TASK DETAILS
From the first line to the last, write out the material verbatim.
RAW DATA START
PR #3217, opened 2020-10-09
Handle uncaught wasm exceptions in shell-interface and execution-results

kripken:
Very similar to the existing handling of traps.

This is needed for fuzzing.

### DIFF
--- a/src/shell-interface.h
+++ b/src/shell-interface.h
@@ -226,7 +226,10 @@ struct ShellExternalInterface : ModuleInstance::ExternalInterface {
     throw TrapException();
   }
RAW DATA END
RESPONSE TO THE TASK
PR #3217, opened 2020-10-09
Handle uncaught wasm exceptions in shell-interface and execution-results

kripken:
Very similar to the existing handling of traps.

This is needed for fuzzing.

### DIFF
--- a/src/shell-interface.h
+++ b/src/shell-interface.h
@@ -226,7 +226,10 @@ struct ShellExternalInterface : ModuleInstance::ExternalInterface {
     throw TrapException();
   }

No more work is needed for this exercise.